In Deutschland erleben 10 Millionen Menschen mit Beeinträchtigung in ihrem Alltag verschiedene persönliche Hürden. Vielen von ihnen und ihren Pflegenden fehlt es an passenden und günstigen Hilfsmitteln. So entsteht seit Jahren eine Bewegung aus Makern, Bastlern und Menschen mit Behinderungen, die sich vernetzten, um gemeinsam individuelle Lösungen zu entwickeln und zugänglich zu machen. Match My Maker ist eine Matching- und Kollaborationsplattform, die digitale Möglichkeiten nutzt, um diese Menschen über Entfernungen und Vorurteile hinweg zusammen zu bringen und die Teams vom ersten Kennenlernen bis zum fertigen Produkt begleitet.
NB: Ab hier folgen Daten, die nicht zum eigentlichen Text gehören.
PR #8354, opened 2026-09-14
Fix Sorted Merge when row comparison throws instead of treating rows as equal

leehaut:
## Summary
- Sorted Merge no longer treats a failed key comparison as equality. A `HopValueException` from the comparator now fails the transform with `HopRuntimeException` instead of `return 0`, which previously could silently emit rows out of order.
- `SortedMergeMeta.getFields()` now sets `sortedDescending` to match runtime and Sort Rows (`setSortedDescending(!isAscending())`).
- Add unit coverage for merge, comparison failures, metadata checks, and `RowSetRow`; replace `RowSetRow` getters/setters with Lombok.

## Test plan
- [x] `plugins/transforms/sortedmerge` unit tests (`SortedMergeTest`, `SortedMergeMetaTest`, `RowSetRowTest`)
- [x] Existing integration pipeline `integration-tests/transforms/0102-sorted-merge-multi-copy.hpl` still merges sorted String streams correctly


mattcasters:
Which issue is this for @leehaut ?  What's the reason for the fix?

leehaut:
Sorry, I should have linked an issue and made the reason clearer in the PR description.

There is no existing GitHub issue; this came from an internal code review of Sorted Merge, not a user-reported pipeline failure.

The old comparator caught HopValueException and returned 0 (there was even a TODO about whether to fail instead). In a Comparator, 0 means the rows are equal, so a failed key compare was treated as a tie during sort/binarySearch. The k-way merge could then emit rows out of order with no error and no log.

This PR:
1. Fails the transform with HopRuntimeException when comparison throws, instead of returning 0.
2. Makes SortedMergeMeta.getFields() set sortedDescending the same way as runtime and Sort Rows.

Issue #8321, opened 2026-09-10
[Bug]: lack of logging control by configuration & integration to the observability ecosystem


rmannibucau:
### Apache Hop version?

SNAPSHOT

### Java version?

21

### Operating system

Linux

### What happened?

Details are in the description of the PR https://github.com/apache/hop/pull/8320

High level it should be trivial to switch the output format to some structured logging, local/remote channels (kafka appender for example) and get observability for free without coding (opentelemetry commong log integration at least doesn't sound a crazy assumption).

Literally the expectation is to use a standard logger - JUL, Log4j2, logback or anything "known".

Side note: since log4j2 is already in the stack with slf4j abstraction it sounds the default good choice for that feature.

### Issue Priority

Priority: 2

### Issue Component

Component: Hop Run

hansva:
This can be done with configuration alone and swapping the slf4j-nop jar.

rmannibucau:
@hansva i'm not sure for the buffer/filewriter part but what I'm sure is that "it can be done changing jars" justifies by itself the PR. Must really be conf only for 80% of cases and observability autoinstrumentation must work by default IMHO.

hansva:
It would justify a different PR, including `log4j-slf4j2-impl` and a `log4j2.xml` file; that's all that is needed to get this working.

rmannibucau:
@hansva how to you get rid of the manual logging handling which is one goal? I didn't spot a way to 100% rely on slf4j listener

hansva:
Setting `HOP_DISABLE_CONSOLE_LOGGING=Y` should silence it

rmannibucau:
@hansva hmm no, this is only stdout/stderr thing - which is rather something you want to enable in a container

hansva:
Then what is your definition of manual logging?

rmannibucau:
@hansva https://github.com/apache/hop/blob/main/core/src/main/java/org/apache/hop/core/logging/LoggingBuffer.java, https://github.com/apache/hop/blob/main/core/src/main/java/org/apache/hop/core/logging/LoggingPrintStream.java, https://github.com/apache/hop/blob/main/core/src/main/java/org/apache/hop/core/logging/LogChannel.java (and siblings) and https://github.com/apache/hop/blob/main/core/src/main/java/org/apache/hop/core/logging/HopLogStore.java .

[...]

PR #8320, opened 2026-09-10
[kept for history for now] Move to plain SLF4J

rmannibucau:
Overall idea is to move to a real logger implementation, there are multiple pitfalls with current manual buffering/filewriter:

* it is not very customizable (structured logging is hard to do for example)
* it requires to use /dev/null as workaround when in a docker container and enable stdout/stderr
* it is not extensible with common appenders easily even with slf4j listener - kafka my friend to cite it ;)
* it is not easy to auto-instrument (opentelemetry-javaagent or k8s integrations for ex, slf4j is built-in, not custom integrations)
* there is no real notion of MDC or future work on observability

Nutzer*innen von Match My Maker sind kreative Tüftler*innen, Bastler*innen, Designer*innen, Gesundheitsexpert*innen, Pflegende und Menschen mit Beeinträchtigung. Um auch anderen Menschen den Zugang zu kostengünstigen Hilfsmitteln zu ermöglichen werden sie zum Nachbauen, Modifizieren und Weiterentwickeln für jeden frei zugänglich zur Verfügung gestellt. Das gemeinnützige Projekt wurde von dem Berliner Verein be able e.V. initiert.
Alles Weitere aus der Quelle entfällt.